Die neue Ökostromförderung nach der Ökostromgesetz-Novelle 2006

Die neue Ökostromförderung nach der Ökostromgesetz-Novelle 2006

Lange Zeit wurde politisch hart um die Neuregelung der Förderung von Ökostrom in Österreich gerungen. Dabei musste seitens des Gesetzgebers sowohl europarechtlichen Rahmenbedingungen für die Ausgestaltung des Förderungsregimes als auch den Ansprüchen zahlreicher Interessengruppen Rechnung getragen werden. Der vorliegende Artikel bietet einen ersten Abriss über die neuen Förderungsmodalitäten.

 

A. Rechtsrahmen
Die Europäische Union hat mit der Erlassung der Richtlinie 2001/77/EG vom 27. September 2001 zur Förderung der Stromerzeugung aus erneuerbaren Energiequellen im Elektrizitätsbinnenmarkt1 einen Rechtsrahmen für den Markt für erneuerbare Energiequellen geschaffen. Die Umsetzung der genannten Richtlinie ins innerstaatliche Recht erfolgte im Jahr 2002 mit der Beschlussfassung über das „Ökostromgesetz“2.
Seitens der Europäischen Kommission3 wurden allerdings immer wieder Bedenken hinsichtlich der europarechtlichen Zulässigkeit des bestehenden österreichischen Ökostromförderungsregimes wegen möglicher Verstöße gegen das EU-Beihilfenrecht bzw. die Warenverkehrsfreiheit4 geäußert. Als Reaktion darauf sowie aufgrund des ständig steigenden Ausmaßes der notwendigen Fördermittel wurde seitens der Bundesregierung bereits im Jahr 2004 eine entsprechende Regierungsvorlage5 im Parlament eingebracht, welche nach zähen politischen Verhandlungen und entsprechenden Abstimmungsgesprächen mit den zuständigen Stellen der GD Wettbewerb schließlich medienwirksam am 23. Mai 2006 im Nationalrat beschlossen wurde. Die Novelle wird großteils6 mit 1. Oktober 2006 in Kraft treten.
Im Folgenden soll ein erster kurzer Abriss über wichtige Neuerungen durch das Ökostromgesetz in der Fassung der Ökostromgesetz-Novelle 20067 geboten werden.

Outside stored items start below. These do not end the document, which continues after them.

PR #6189, opened 2026-05-27
SWATCH-4858: Update swatch-tally to use is_primary views

awood:
Jira issue: SWATCH-4858

## Description
Creates the `tally_instance` family of views but filtering on `is_primary=TRUE`
and then configures swatch-tally to use the views based on the value of the
feature flag.

### Setup
1. Start with SQL logging turned on
    ```shell
    SPRING_JPA_SHOW_SQL=true SPRING_JPA_PROPERTIES_HIBERNATE_FORMAT_SQL=true \
    LOGGING_LEVEL_ORG_HIBERNATE_ORM_JDBC_BIND=trace make build swatch-tally
    ```

### Steps
1. Do a GET on `/instances/products/` for an org to access the `tally_instance`
   views
    ```shell
    http localhost:8010/api/rhsm-subscriptions/v1/instances/products/RHEL%20for%20x86 \
    sla==Premium \
    usage==Production \
    beginning==2025-05-26T00:00:00.000Z \
    ending==2026-05-26T00:00:00.000Z \
    x-rh-identity:"$(echo -n '{"identity":{"account_number":"","type":"User","user":{"is_org_admin":true},"internal":{"org_id":"org123"}}}' | base64 -w 0)"
    ```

B. Die wichtigsten Neuheiten auf einen Blick
B.1 Aufbringungsmechanismus (§§ 22 ff)
Um eine europarechtlich „haltbare“ Lösung für die Aufbringung der Fördermittel zu erreichen und eine Diskriminierung von Stromimporten zu verhindern, entschloss man sich bei der „Fördermittelaufbringung NEU“ dazu, bei den Endverbrauchern eine verbrauchsunabhängige „Zählpunktpauschale“8 einzuführen, deren Höhe von der jeweiligen Netzebene des Anschlusses des Endverbrauchers abhängt.
Das zweite wichtige9 Element der Fördermittelaufbringung bildet wie bisher die von den Stromhändlern im Rahmen ihrer Abnahmeverpflichtung nach § 19 zu leistende Vergütung in Höhe des per Verordnung festzulegenden Verrechnungspreises10.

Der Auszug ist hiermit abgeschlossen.